Telefon mężczyzny zabrzęczał informując o nowej wiadomości. Podał jej teczkę z aktami i wolną ręką wyjął urządzenie z kieszeni.
-Steve pyta czy chcemy iść z nim i Sharon na miasto.- Powiedział czytając.-Co powiesz na podwójną randkę?
-Może innym razem. Dzisiaj jedyne o czym marzę to gorący prysznic i miękka pościel.- Odpowiedziała podając teczkę jakiemuś agentowi z archiwum.

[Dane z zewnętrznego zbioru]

PR #5765, opened 2025-11-05
Remove hardcoded aria-live in banner

jake-costa:
Remove the hardcoded aria-live="polite" from banner and update docs on role="status" limitations.

### DIFF
--- a/.changeset/purple-rice-hammer.md
+++ b/.changeset/purple-rice-hammer.md
@@ -1,0 +1,5 @@
+---
+"@salt-ds/core": patch
+---
+
+Removed the hardcoded aria-live="polite" from Banner to address accessibility concerns.


site/docs/components/banner/accessibility.mdx
```diff
@@ -14,6 +14,8 @@ Check and test any focusable elements included in the banner content.
 
 When using a banner to alert the user, apply `role="alert"`. When using a banner to notify the user, apply `role="status"`.
 
+* **Note:** There are known screen reader announcement issues when dynamically inserting content with `role="status"`. During your testing, if you find that adding `role="status"` to the banner does not properly announce conent using a screen reader, we recommend preloading a container with `role="status"` that will house the banner. That will ensure the content is properly announced via screen reader.
```
wemmyo:
```suggestion
**Note:** There are known screen reader announcement issues when dynamically inserting content with `role="status"`. During your testing, if you find that adding `role="status"` to the banner does not properly announce content using a screen reader, we recommend preloading a container with `role="status"` that will house the banner. That will ensure the content is properly announced via screen reader.
```

PR #5771, opened 2025-11-06
Deprecate separable background

### LINKED ISSUE #5768: Deprecate --salt-separable-background
`--salt-separable-background` was created specifically to support the Splitter component. However, it's not being used and has no other current or planned uses within the design system. 

Deprecating it means one less token to manage in code and Figma as well as help simplify the creation and management of future themes e.g. Chase

joshwooding:
Closes #5768


mark-tate:
we will release this wednesday

PR #5772, opened 2025-11-06
improve precision and add support for decimal.js usage

mark-tate:
Lab version.. (copied from previous Core PR)

### DIFF
--- a/packages/lab/src/__tests__/__e2e__/number-input/NumberInput.cy.tsx
+++ b/packages/lab/src/__tests__/__e2e__/number-input/NumberInput.cy.tsx
@@ -44,7 +44,7 @@ describe("Number Input", () => {
     cy.mount(<Default increment={increment} />);
 
     cy.get(".saltNumberInput-increment").realClick();
-    cy.get("incrementSpy").should("have.been.called");
+    cy.get("@incrementSpy").should("have.been.called");
     cy.findByRole("spinbutton").should("have.value", "42");
   });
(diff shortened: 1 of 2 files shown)


.changeset/rude-jars-leave.md
```diff
@@ -0,0 +1,8 @@
+---
+"@salt-ds/core": patch
```
joshwooding:
```suggestion
"@salt-ds/lab": patch
```

packages/lab/src/number-input/NumberInput.tsx
```diff
@@ -202,40 +217,95 @@ function getNumberPrecision(num: number | string) {
...
+    return null;
+  }
+  if (
+    sanitizedValue === "." ||
+    sanitizedValue === "+" ||
+    sanitizedValue === "-"
+  ) {
+    return 0;
+  }
+  const floatString = Number.parseFloat(value).toFixed(decimalScale);
```
joshwooding, line 266: Should this be `value` or `sanitizedValue` ?

joshwooding (approved):

wemmyo (approved):

packages/lab/src/number-input/NumberInput.tsx
mark-tate: sanitizedValue is used to return early and only offers a trimmed value, which  parseFloat does not need.

PR #5794, opened 2025-11-11
Number input to core

mark-tate:


site/src/examples/number-input/DecimalJS.tsx
```diff
@@ -55,7 +54,7 @@ export const DecimalJS = () => {
           const sanitized = value.replace(/,/g, "");
           try {
             const decimalValue = new Decimal(sanitized);
-            return decimalValue.toNumber();
+            return decimalValue.toDecimalPlaces(5).toNumber();
```
mark-tate, line 57: Small change from the lab release, it ensures the value that is called to onNumberChange, has the same precision as the final formatted value.

bhoppers2008 (approved):

PR #418, opened 2023-05-18
[DEV-10804] Implement menu with options for PressContactElement

kudlajz:
DEV-10804

- implemented toolbox
- implemented avatar toggle
- implemented layout (card, signature) option

Screenshot 2023-05-22 at 10 51 08


packages/slate-editor/src/extensions/press-contacts/components/PressContactElement.tsx
```diff
@@ -1,32 +1,72 @@
...
             // We have to render children or Slate will fail when trying to find the node.
             renderAboveFrame={children}
-            renderMenu={renderMenu}
+            renderMenu={(props) => {
+                if (renderMenu) {
+                    return renderMenu(props);
+                }
+
+                return (
+                    <PressContactMenu
```
kudlajz, line 52: I need to add this link but the URL needs to be provided via plugin props. Just wasn't sure what would be a good name/structure for this type of thing? Any ideas?

I was thinking just going with something like "menuLinks: {url, label}[]" 🤔 

Screenshot 2023-05-22 at 10 55 20

e1himself: > I was thinking just going with something like `menuLinks: {url, label}[]`

IDK, maybe.

FWIW when we needed to generate external links in other places, we've been passing _generate_ functions as extension parameters: 

https://github.com/prezly/slate/blob/e8ba684a9faa4a6a5304856bac7681f3a75c9ba6/packages/slate-editor/src/extensions/story-bookmark/types.ts#L14-L16

packages/slate-editor/src/icons/ContactLayoutCard.svg
```diff
@@ -0,0 +1,7 @@
+<svg width="49" height="48" viewBox="0 0 49 48" fill="none" xmlns="http://www.w3.org/2000/svg">
```
e1himself, line 1: I believe the icons are wrong.

They should rely on `currentColor` and `fill` CSS properties for the active state visualization:

https://github.com/prezly/slate/blob/0373c7a75633a9dcf8a0681084f79a3e2de24537/packages/slate-editor/src/components/Menu/Menu.module.scss#L129-L132

These two icons seem to have active/inactive state baked into their SVG files.

image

-Przypilnuje żeby nikt ci nie przeszkadzał.-Pocałował ją w czoło kiedy wchodzili na pokład odrzutowca.
-Obudź się no.-Poczuła kolejne szturchnięcie.
-Spierdalaj, śpię.-Powiedziała zaspanym głosem nie otwierając oczu.
-Wiem, że śpisz. Ale masz przestać więc wstawaj.-I znowu ją szturchnął.
-Loki przysięgam, że jeszcze raz mnie szturchniesz a pożegnasz się z rękami.- Owinęła się szczelniej kołdrą.
-Skoro tak, to już cię nie dotykam.-Uśmiechnęła się sama do siebie i wtuliła się w pościel. Pewnie zasnęłaby dalej gdyby nie fakt, że ktoś bestialsko ściągnął z niej cieplutką kołdrę.
-Czy ty nie masz boga w sercu?-Wydarła się kiedy z jej nagrzaną skórą zetknęło się chłodne powietrze poranka.
-Ja jestem bogiem, to mi wystarczy.- Odpowiedział złośliwie.-Wstawaj, bo się spóźnimy.
-Gdzie się spóźnimy? W ogóle to czemu nic mi nie powiedziałeś, że gdzieś jedziemy? I czemu tak rano?-Zasypała go pytaniami.
-Niespodzianka. Bo to niespodzianka. Bo rano jest najlepiej tam jechać.-Wyliczył na palcach odpowiedzi na jej pytania.
CZYTASZ
Ja tylko udaję wszechwiedzącą 1&2||Marvel
FanfictionPRACA BEDZIE PRZECHODZIĆ KOREKTĘ -Miałam już dość tej wrednej małpy, ciągle uważała się za lepszą niż inni. Poza tym po przyprowadzeniu was i tak ktoś dodał by dwa do dwóch więc wolałam zrobić to sama żeby wynik na pewno był dobry. Na dodatek serio...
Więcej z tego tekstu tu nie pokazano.